How to browse privately with Apple’s Safari
Chrome may get far more attention for its Incognito than any other browser — no surprise, since it’s by far the most popular browser on the planet — but Apple’s Safari was actually the first to introduce private browsing. The term private browsing was first bandied in 2005 to describe early Safari features that limited what was saved by the browser.
Side note: Early in private browsing, the label porn mode was often used as a synonym to describe what many writers and reporters assumed was the primary application of the feature. The term has fallen out of favor.
To open what Safari calls a Private Window on a Mac, users can do a three-key combination of Command-Shift-N, the same shortcut Chrome adopted.
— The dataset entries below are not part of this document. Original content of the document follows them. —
PR #1857, opened 2026-08-18
A renamed repository silently stopped syncing every Space — and the zero-match whispered (#1856)

### LINKED ISSUE #1856: A renamed repository silently stops syncing every Space — and the zero-match whispers at Information
## What happened

`Systemorph/education` was **renamed** to `Systemorph/MeshWeaver.Education`. GitHub redirects the old
name, so git, `gh` and the API all keep working — nothing looks broken anywhere.

But every course Space's sync config on `memex.meshweaver.cloud` still stores the **old** url:

```
AdvancedBusinessRules/_GitSync → repositoryUrl: https://github.com/Systemorph/education
AgenticEngineering/_GitSync    → repositoryUrl: https://github.com/Systemorph/Education
```

The webhook arrives under the repo's **new** name. `GitHubWebhookProcessor.RepoMatches`
(`src/MeshWeaver.GitSync/GitHubWebhookProcessor.cs:526`) parses both sides to `(Owner, Repo)` and
compares them as strings:

```csharp
&& string.Equals(owner, target.Owner, StringComparison.OrdinalIgnoreCase)
&& string.Equals(repo,  target.Repo,  StringComparison.OrdinalIgnoreCase)
```

Case-insensitive, so `education` vs `Education` was fine — but `education` vs `MeshWeaver.Education`
can never match. `MatchingSpaces` / `MatchingBuildTargets` return empty and nothing is imported.

## Measured impact

**Ten course Spaces stopped autosyncing on 2026-08-14 and served content 65 commits stale for four
days.** A learner installed a course on 2026-08-18 and got a cell with a C# syntax error that had
been fixed in git on 08-14. Every other repo kept working, because none of them was renamed.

Otherwise, a window can be called up by selecting the File menu and clicking on New Private Window.

From the File menu in Safari, selecting New Private Window gets you started.
Apple
Safari tags each Private Window by darkening the address bar. It also issues a reminder of what it does — or more accurately — what it doesn’t do. “Safari will keep your browsing history private for all tabs of this window. After you close this window, Safari won’t remember the pages you visited, your search history or your AutoFill information,” the top-of-the-page note reads. The warning is more terse than those of other browsers and omits cautions about still-visible online activity.

The darkened address bar at the top — and the Private button in the left window corner — signal that this Safari window is for private browsing.
Apple
Like Firefox, Safari automatically engages additional privacy technologies, whether the user browses in standard or private mode. Safari’s Intelligent Tracking Protection (ITP), which has been around for nearly a decade and repeatedly upgraded, now blocks all third-party cookies, among other components advertisers and services use to track people as they bounce from one site to another. ITP is controlled by a single on-off switch — on is the default — found in Preferences under the Privacy icon. If the Website tracking: box is checked to mark Prevent cross-site tracking, ITP is on.

Switching on cross-site tracking enables Safari’s Intelligent Tracking Protection, which blocks a wide variety of bits advertisers try to use to follow you around the web while you’re using a Private Window.
Apple
A link can be opened directly to a Private Window by right-clicking, then selecting Open Link in New Private Window. Close a Private Window just as any Safari window, by clicking the red dot in the upper left corner of the browser frame.
Pro tip: Once in a Safari Private Window, opening a new tab — either by clicking the + icon at the upper right or by using the Command-T key combo — omits the Private Browsing Enabled notice. (The darkened address bar remains as the sole indicator of a private browsing session.) Other browsers, such as Firefox, repeat their cautionary messages each time a tab is opened in an incognito session.